Start of Supplied material

PR #154, opened 2015-06-12
try adding app config for search

ShawnMilo:
@carsongee: Help request, since you've done this before.

I'm trying to move the Haystack and Elasticsearch settings out of `lore/settings.py`, but it seems to break initializing the app:

```
  File "/src/.tox/py34/lib/python3.4/site-packages/haystack/__init__.py", line 34, in <module>
    raise ImproperlyConfigured('The HAYSTACK_CONNECTIONS setting is required.')
django.core.exceptions.ImproperlyConfigured: The HAYSTACK_CONNECTIONS setting is required.
```

I tried moving `search` to the top of `INSTALLED_APPS` (under `cas`), but the same thing happens.

Am I doing something wrong, or do we need to leave Haystack settings in `lore/settings.py`?


carsongee:
You have to add a models.py that calls it, see cas for how to do it and the hack comment in there

carsongee:
You shouldn't have to add it high in the list because it doesn't have other app dependencies, CAS has that because it needs to load before auth and admin.  Haystack shouldn't have that same requirement

search/conf.py
```diff
@@ -0,0 +1,29 @@
+"""search application configuration"""
+from appconf import AppConf
+from django.conf import settings
+
+
+class SearchAppConf(AppConf):
+    """Configuration class for a configurable CAS authentication system"""
+
+    # ENABLED = False
```
carsongee: I think you probably want to call this HAYSTACK_URL, that way you can still set it with get_var in settings.py via the `SEARCH_HAYSTACK_URL` setting (that prefix gets added by AppConf). You can then just use its value in the connection dictionary below

ShawnMilo: I don't understand what "this" means here (the "this" I want to call `HAYSTACK_URL`).

carsongee: The configuration variable, of which you haven't added one yet, but commented out one: http://django-appconf.readthedocs.org/en/latest/ for docs.  That may help you understand, if it doesn't feel free to hit me up on chat or something.

ShawnMilo:
@carsongee: I'm stuck. Every time I try something, I end up with this:

``` bash
  File "/src/.tox/py34/lib/python3.4/site-packages/haystack/__init__.py", line 34, in <module>
    raise ImproperlyConfigured('The HAYSTACK_CONNECTIONS setting is required.')
django.core.exceptions.ImproperlyConfigured: The HAYSTACK_CONNECTIONS setting is required.
```

I've tried:
- duplicating the conf.py from cas
- using Django's own [AppConfig](https://docs.djangoproject.com/en/1.8/ref/applications/#application-configuration) class and changing `lore/settings.py` to have that in `INSTALLED_APPS`
- putting the `django-appconf` into `models.py` directly
- importing the config in `search/__init__.py`
- moving those same pieces around in different ways
- using the 'Meta' class from `django-appconf'
- spelling the settings with and without the `HAYSTACK_` prefix
- importing `django.conf.settings` and attempting to assign the values to `settings`
- using and not using the `prefix` setting in the appconf `Meta`.

However, as you can see from the `1/0` lines, the config (neither Django's nor appconf's) are run before Haystack tries to load, despite the fact that I've moved `search` above `haystack` in `INSTALLED_APPS`.

carsongee:
Can you rebase this on master?  There are all sorts of extra commits showing in the github diff

carsongee:
Have you tried mixing it with Django's AppConfig: https://docs.djangoproject.com/en/dev/ref/applications/#configuring-applications

it has some startup signals and such that should allow you to configure potentially before haystack is imported.  It is really tough that they are doing their settings check on `__init__.py` though.

ShawnMilo:
Sure, I'll rebase it. Yes, I tried using Django's AppConfig, as described [above](https://github.com/mitodl/lore/pull/154#issuecomment-111629780).

carsongee:
Sorry, missed that

carsongee:
Now the one commit has all the changes in it...

ShawnMilo:
Yeah, I'm struggling with the rebase. I may just create a new PR based on `master`, since this is on a long-ago merged branch.

ShawnMilo:
I'll get back to this in a bit; I want to finish reviewing #183 first because that's higher priority.

ShawnMilo:
The branch has become hopelessly conflicted. Closing; will open a new PR with a fresh branch against `master`.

End of Supplied material

**Brief**
Set down the entire listing above again, word for word.

**Written response**
PR #154, opened 2015-06-12
try adding app config for search

ShawnMilo:
@carsongee: Help request, since you've done this before.

I'm trying to move the Haystack and Elasticsearch settings out of `lore/settings.py`, but it seems to break initializing the app:

```
  File "/src/.tox/py34/lib/python3.4/site-packages/haystack/__init__.py", line 34, in <module>
    raise ImproperlyConfigured('The HAYSTACK_CONNECTIONS setting is required.')
django.core.exceptions.ImproperlyConfigured: The HAYSTACK_CONNECTIONS setting is required.
```

I tried moving `search` to the top of `INSTALLED_APPS` (under `cas`), but the same thing happens.

Am I doing something wrong, or do we need to leave Haystack settings in `lore/settings.py`?


carsongee:
You have to add a models.py that calls it, see cas for how to do it and the hack comment in there

carsongee:
You shouldn't have to add it high in the list because it doesn't have other app dependencies, CAS has that because it needs to load before auth and admin.  Haystack shouldn't have that same requirement

search/conf.py
```diff
@@ -0,0 +1,29 @@
+"""search application configuration"""
+from appconf import AppConf
+from django.conf import settings
+
+
+class SearchAppConf(AppConf):
+    """Configuration class for a configurable CAS authentication system"""
+
+    # ENABLED = False
```
carsongee: I think you probably want to call this HAYSTACK_URL, that way you can still set it with get_var in settings.py via the `SEARCH_HAYSTACK_URL` setting (that prefix gets added by AppConf). You can then just use its value in the connection dictionary below

ShawnMilo: I don't understand what "this" means here (the "this" I want to call `HAYSTACK_URL`).

carsongee: The configuration variable, of which you haven't added one yet, but commented out one: http://django-appconf.readthedocs.org/en/latest/ for docs.  That may help you understand, if it doesn't feel free to hit me up on chat or something.

ShawnMilo:
@carsongee: I'm stuck. Every time I try something, I end up with this:

``` bash
  File "/src/.tox/py34/lib/python3.4/site-packages/haystack/__init__.py", line 34, in <module>
    raise ImproperlyConfigured('The HAYSTACK_CONNECTIONS setting is required.')
django.core.exceptions.ImproperlyConfigured: The HAYSTACK_CONNECTIONS setting is required.
```

I've tried:
- duplicating the conf.py from cas
- using Django's own [AppConfig](https://docs.djangoproject.com/en/1.8/ref/applications/#application-configuration) class and changing `lore/settings.py` to have that in `INSTALLED_APPS`
- putting the `django-appconf` into `models.py` directly
- importing the config in `search/__init__.py`
- moving those same pieces around in different ways
- using the 'Meta' class from `django-appconf'
- spelling the settings with and without the `HAYSTACK_` prefix
- importing `django.conf.settings` and attempting to assign the values to `settings`
- using and not using the `prefix` setting in the appconf `Meta`.

However, as you can see from the `1/0` lines, the config (neither Django's nor appconf's) are run before Haystack tries to load, despite the fact that I've moved `search` above `haystack` in `INSTALLED_APPS`.

carsongee:
Can you rebase this on master?  There are all sorts of extra commits showing in the github diff

carsongee:
Have you tried mixing it with Django's AppConfig: https://docs.djangoproject.com/en/dev/ref/applications/#configuring-applications

it has some startup signals and such that should allow you to configure potentially before haystack is imported.  It is really tough that they are doing their settings check on `__init__.py` though.

ShawnMilo:
Sure, I'll rebase it. Yes, I tried using Django's AppConfig, as described [above](https://github.com/mitodl/lore/pull/154#issuecomment-111629780).

carsongee:
Sorry, missed that

carsongee:
Now the one commit has all the changes in it...

ShawnMilo:
Yeah, I'm struggling with the rebase. I may just create a new PR based on `master`, since this is on a long-ago merged branch.

ShawnMilo:
I'll get back to this in a bit; I want to finish reviewing #183 first because that's higher priority.

ShawnMilo:
The branch has become hopelessly conflicted. Closing; will open a new PR with a fresh branch against `master`.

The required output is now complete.